Instructions for the task: Word for word, restate the entries that follow.

Data for this exercise:

<<<<

PR #2587, opened 2018-05-20
gnuplot: bump to 5.0.7, switch to libvpx.so.5.

fbrosson:


fbrosson:
Oops, i forgot to reset `REVISION` to `1`...
When I noticed it it was too late.
Anyway, it works the same way :)

PR #2591, opened 2018-05-21
python3: fix #2558 'str' has no attribute 'append'

### LINKED ISSUE #2558: python ctypes.util 'str' object has no attribute 'append'
https://github.com/haikuports/haikuports/blob/e3878f5ecd45ef70fadb1477808c6109cfded91a/dev-lang/python/patches/python3_x86-3.6.3.patchset#L20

>>>>

Output:
PR #2587, opened 2018-05-20
gnuplot: bump to 5.0.7, switch to libvpx.so.5.

fbrosson:


fbrosson:
Oops, i forgot to reset `REVISION` to `1`...
When I noticed it it was too late.
Anyway, it works the same way :)

PR #2591, opened 2018-05-21
python3: fix #2558 'str' has no attribute 'append'

### LINKED ISSUE #2558: python ctypes.util 'str' object has no attribute 'append'
https://github.com/haikuports/haikuports/blob/e3878f5ecd45ef70fadb1477808c6109cfded91a/dev-lang/python/patches/python3_x86-3.6.3.patchset#L20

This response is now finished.